Al llegar a los Estado Unidos, mis temores siguieron intactos. Con el tiempo, mi esposo y yo compramos una casa amplia con un espacioso jardín. Y fue a partir de ese momento cuando empecé a tener contacto más directo con mascotas.
Conozcan la historia.
Un domingo fuimos a visitar a una familia amiga que habían adoptado un perrito y querían que lo conociéramos. Cuando llegamos a su casa, los niños corrieron a recibirnos y a darnos la buena noticia.
Juan nos dijo:
-Tenemos un perrito que se llama Canela.
-Sí, le pusimos ese nombre porque es de ese color, agregó María
-¿No es hermoso?
-Por supuesto que es muy lindo.
Contesté sin aclarar que yo le tenía pánico, inclusive a ese pequeño cachorro.

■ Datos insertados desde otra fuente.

PR #1292, opened 2026-01-21
KMAC-128 and KMAC-256 implementation

kraemv:
Hello everyone,
I implemented KMAC-128 and KMAC-256 in Rust and would like to contribute my code to libcrux. I am not familiar with hax and F*, hence my commit does not contain a correctness proof.
I have tested my code with the wycheproof project, the test vectors and the changes to the /tests repository are included in this PR.
I made changes to sha3/src/portable.rs to implement an iterative CShake API with the correct Keccak padding. An iterative API is required to make the code no_std compatible.
Could you please share your thoughts about the length values (e.g. key_length) in hacl/kmac.rs, as they will panic for inputs larger than 2^61 bytes.


crates/algorithms/kmac/Cargo.toml
```diff
@@ -0,0 +1,22 @@
...
+repository.workspace = true
+
+[lib]
+path = "src/kmac.rs"
+
+[features]
+expose-hacl = []
+
+[dependencies]
+libcrux-hacl-rs = { version = "=0.0.4", path = "../../utils/hacl-rs/" }
```
jschneider-bensch: `libcrux-hacl-rs` and `libcrux-macros` seem unnecessary here, no?

crates/algorithms/kmac/src/impl_hacl.rs
jschneider-bensch, line 1: It's not necessary to stick to the `impl_hacl/hacl` module structure here, since this doesn't use any HACL code as far as I can see. It could all live in the top-level `kmac` module.

crates/algorithms/kmac/src/kmac.rs
```diff
@@ -0,0 +1,19 @@
+//! KMAC
+//!
+//! This crate implements KMAC.
+#![no_std]
+
+extern crate alloc;
```
jschneider-bensch: Do you need to allocate anywhere, actually?

crates/algorithms/kmac/Cargo.toml
```diff
@@ -0,0 +1,22 @@
...
+license.workspace = true
+homepage.workspace = true
+edition.workspace = true
+repository.workspace = true
+
+[lib]
+path = "src/kmac.rs"
+
+[features]
+expose-hacl = []
```
jschneider-bensch: We typically use features named like this to expose otherwise internal functions that come from HACL. If it's used to expose the internals here you could name it `expose-internal`, since there is no HACL code here.
But do you need to expose the internal functions?

jschneider-bensch (commented):
Thank you!
I haven't had time for a detailed look yet, just a few comments.

crates/algorithms/kmac/Cargo.toml
kraemv: They are removed now.

crates/algorithms/kmac/src/impl_hacl.rs
kraemv: I changed to an internal structure with helper functions (and an API, that is closer to the verified code) and the expected KMAC API in the top-level module.

crates/algorithms/kmac/src/kmac.rs
kraemv: I removed this now. It is a leftover from a previous implementation.

crates/algorithms/kmac/Cargo.toml
kraemv: I removed the feature, the inner functions should not be interesting for any other code.

franziskuskiefer:
@kraemv do you think you could add runtime safety, i.e. that the code never panics, if you help you with the set up?

jschneider-bensch:
In this [PR](https://github.com/kraemv/libcrux/pull/1) to your branch, I've added a basic setup for doing runtime safety proofs. Let me know what you think!

kraemv:
The fstar runtime safety proof now goes through.

jschneider-bensch:
It's very nice that you can extract and typecheck this code for runtime safety without any annotations!
I came up with some ideas for refactoring the code and tried them out on this branch: https://github.com/cryspen/libcrux/tree/jonas/refactor-kmac-cshake ([comparison](https://github.com/kraemv/libcrux/compare/feature/kmac...cryspen:libcrux:jonas/refactor-kmac-cshake))
- I reduced code duplication a bit using a const generic for the `RATE` and passing in the CSHAKE implementation as a generic as well.
- I moved the CSHAKE-specific parts out of KMAC and into a general purpose CSHAKE implementation in `sha3`. 
- To do this I needed to add some annotations for runtime safety, but the extraction should typecheck on that branch as well.

Would you be okay with incorporating these changes here?

kraemv:
Hi Jonas,
I like your changes to the code, they benefit readability and structure! Also, the structure is now closer to the definitions of KMAC and CSHAKE in the standard.
Do you think it is easier to proof functional correctness at some future point for a more generic code?
With the new structure, you should be able to remove CShake128It in [crates/algorithms/sha3/src/portable/cshake.rs] as it is superseded by CShake128 in [crates/algorithms/sha3/src/portable/incremental.rs].

jschneider-bensch:
I think we have found in ML-KEM and ML-DSA as well that doing a functional correctness proof on a generic implementation can be advantageous since you only do the proof once and it should hold for all different (valid!) parameters the generic implementation can be instantiated with.

I made a few more small changes on the refactoring branch, updating changelogs and removing the obsolete code you found. I think with these also merged into your PR this looks very good to me already!
One thing we should do before merging the PR is add some more documentation around the new CSHAKE and KMAC APIs. Just let me know if you'd like to give that a shot or if not, I can do it.

kraemv:
Well, then I am very happy to have the generic code now :)
I merged the most recent changes into this PR already. I am also very happy with the state of the code!
I would be grateful if you could do the documentation, as I am currently quite busy with another project.

jschneider-bensch:
Okay, then I'll take care of the rest. :+1:  Thanks a lot for your efforts!

kraemv:
Thank you for your feedback on the code and the support to prove runtime safety!

jschneider-bensch:
I've rebased this again on current main, and added a re-export for KMAC to the main libcrux crate. Still need to add docs and update the Readme.

EDIT: Also changing the title here, since we do have runtime safety for the implementation now.

jschneider-bensch (approved):
I added a little bit more documentation, I think this is now good to merge.

jschneider-bensch:
I'll resolve conflicts and see whether the hax issue persists.

robinhundt:
Ok, I got the sha3 and kmac hax extraction and F* proving now working (also in CI :partying_face:). This was quite tricky to resolve, as there we issues with the interface extraction which required excluding some modules, various hax caching issues which made working on this painful, and a gap in the proof of runtime safety for the high-level generic `CShake` API which is also used in kmac.

To resolve the last point, I've added a super trait to `CShake`, which when compiled with hax allows to thread through the `keccak_xof_state_inv(RATE, self.state.buf_len)` required/ensures clause, which is necessary to call the `KeccakXofState` methods in the `impl<const RATE: usize> CShake<RATE> for CShakeIncremental<RATE>` and in the generic use of `CShake` in kmac.

Debugging this and resolving the issues was heavily assisted by claude code (Opus 4.8).

@jschneider-bensch I've disable auto-merge, as my changes might warrant another look, specifically [this commit](https://github.com/cryspen/libcrux/pull/1292/changes/5e688a91799c5521c70b7de615280244cb787398) where I'm touching the actual kmac code.

CHANGELOG.md
```diff
@@ -20,13 +20,18 @@ and this project adheres to [Semantic Versioning](https://semver.org/spec/v2.0.0
...
-- [#1474](https://github.com/cryspen/libcrux/pull/1474): Add support for AES-CCM from `libcrux-aes`, rename feature `aes_gcm` to `aes_aead`
 - [#1382](https://github.com/cryspen/libcrux/pull/1382): Add support for HMAC-DRBG
 - (libcrux-secrets) [#1446](https://github.com/cryspen/libcrux/pull/1446): Integrate valgrind requests when cfg `valgrind_ct_test` is set
 - (libcrux-ml-dsa) [#1457](https://github.com/cryspen/libcrux/pull/1457): Add dependency on libcrux-secrets for optional valgrind integration
+- (libcrux-kmac) [#1292](https://github.com/cryspen/libcrux/pull/1292): Add support for kmac
+- (libcrux-sha3) [#1292](https://github.com/cryspen/libcrux/pull/1292): Add support for incremental CShake
 
 ## [0.0.4] (2026-05-13)
 
+### Added
```
jschneider-bensch: This should go to the `Unreleased` section.

crates/algorithms/sha3/CHANGELOG.md
```diff
@@ -24,6 +28,8 @@ and this project adheres to [Semantic Versioning](https://semver.org/spec/v2.0.0
 
 ## [0.0.8] (2026-03-19)
```
jschneider-bensch, line 30: This should go to the `Unreleased` section.

crates/algorithms/kmac/src/kmac.rs
```diff
@@ -0,0 +1,30 @@
...
+use internals::kmac::*;
+use libcrux_sha3::portable::incremental::{CShake128, CShake256};
+
+/// Write the KMAC128 MAC of `data` under `key` into `tag`, using
+/// `customization` if provided.
+///
+/// C.f. [NIST SP 800-185](https://csrc.nist.gov/pubs/sp/800/185/final),
+/// section 4.
+pub fn kmac_128<'a>(tag: &'a mut [u8], key: &[u8], data: &[u8], customization: &[u8]) -> &'a [u8] {
+    // Assert that key is long enough, i.e. at least 128 bits
```
jschneider-bensch, line 19: We have these comments, but we don't have the assertions?

crates/algorithms/sha3/src/portable/incremental.rs
```diff
@@ -0,0 +1,389 @@
+use super::*;
+use generic_keccak::xof::KeccakXofState;
+
+#[cfg(hax)]
+use crate::proof_utils::keccak_xof_state_inv;
+
+// Bring the proof-only invariant predicate into scope so its method can be
```
jschneider-bensch:
```suggestion
// Bring the proof-only invariant trait into scope so its method can be
```

crates/algorithms/sha3/src/portable/incremental.rs
```diff
@@ -0,0 +1,389 @@
...
+        state.absorb(&[customization_encoding]);
+        state.absorb(&[customization]);
+
+        // Pad zeros.
+        // `buffer_len` is only ever used modulo `RATE` (to compute `n_zeros`),
+        // so we reduce `name.len()` modulo `RATE` here. This keeps the sum
+        // small enough to provably never overflow `usize` while leaving
+        // `buffer_len % RATE` unchanged.
+        let buffer_len = 2
+            + name.len() % RATE
```
jschneider-bensch, line 362: This change is fine, since `(a + (b % c)) % c = (a + b - k * c) % c` for some `k` and that is equal to `(a + b) % c` since the the multiple of `c`  is dropped by the reduction.

jschneider-bensch (changes requested):
Looks good! Just some weirdness with the changelogs.

crates/algorithms/sha3/CHANGELOG.md
robinhundt: Oh yes, I didn't notice the existing entry. That's why I added one in the Unreleased section.

jschneider-bensch (approved):

PR #1294, opened 2026-01-21
Implement importing DH key material

georgio:
Hello,

Here are the proposed changes for the DH Key types.
It would be nice if we can validate that an imported public key is a valid point.

This could also be done externally.

Thanks for taking a look!


jschneider-bensch (approved):
This looks good, thank you!
I've added clamping to private key import and updated the changelog.

jschneider-bensch:
Sorry, seems I'm not quite awake yet this morning, will fix and then this can go in.

PR #1302, opened 2026-01-26
aesgcm: allow hax extraction

franziskuskiefer:
This allows extracting F* and Lean from the aes gcm code.

- [x] actually build avx2 code
- [x] figure out platform dependent extraction

[skip changelog]


crates/algorithms/aesgcm/src/platform/x64/gf128_core.rs
```diff
@@ -153,11 +153,14 @@ impl crate::platform::GF128FieldElement for FieldElement {
 #[test]
 fn test_transmute() {
     let x = 1u128 << 64 ^ 2u128;
-    let xv: __m128i = unsafe { core::mem::transmute(x) };
-    let xv: __m128i = unsafe { _mm_slli_si128(xv, 8) };
+    let xv: Vec128 = unsafe { core::mem::transmute(x) };
```
jschneider-bensch: Hm, should this test not use the `FieldElement::transmute` and `FieldElement::from_vec128` functions as well?

crates/algorithms/aesgcm/hax.py
```diff
@@ -0,0 +1,195 @@
...
+            cargo_hax_into,
+            cwd="../../utils/secrets",
+            env=hax_env,
+        )
+
+        # Extract ml-kem
+        includes = [
+            "+**",
+            "-libcrux_aesgcm::traits_api::**",
+            # "-libcrux_ml_kem::kem::**",
```
jschneider-bensch: These commented lines should be removed since they're unrelated here.

crates/algorithms/aesgcm/src/platform/x64/gf128_core.rs
franziskuskiefer: yeah, it's not really testing anything anyway. But I made it an actual test.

En realidad se veía bien bonito. Tenía sus orejas caídas, una mirada triste y sufriente con los que parecía decirnos: “Levántame. Quiero que me abracen”. No se movía de su canasta, calladito y aún cuando yo no disfrutaba estando cerca de perros, con éste se dio algo especial. Tocó mi corazón, pero… no crean que lo alcé. ¡No!
Para desilusión de todos, Canela estaba enferma y murió. Toda la familia se sentía desconsolada, especialmente los niños. Ellos querían a su Canela. Nuestros amigos no tuvieron mejor idea que ir y adoptar otro perrito en el mismo refugio para perros. Nuevamente los niños estaban felices, disfrutando de su nueva mascota. Cuando yo la vi, casi me desmayo. (Recuerden que yo no me acercaba a las mascotas). Esta era una perrita Chihuahua que tenía el pelaje más largo que otros perritos de esa raza. Su nombre era, Lupita. Sus orejas siempre bien paradas, alertas ante cualquier ruido. Sus ojos negros saltones casi como desorbitados. Siempre brincando alrededor de todos para llamar la atención, queriendo ser el centro. Ruidosa. Movediza. Escandalosa. Nada la hacía callar. Por supuesto que mi primera impresión no fue la mejor.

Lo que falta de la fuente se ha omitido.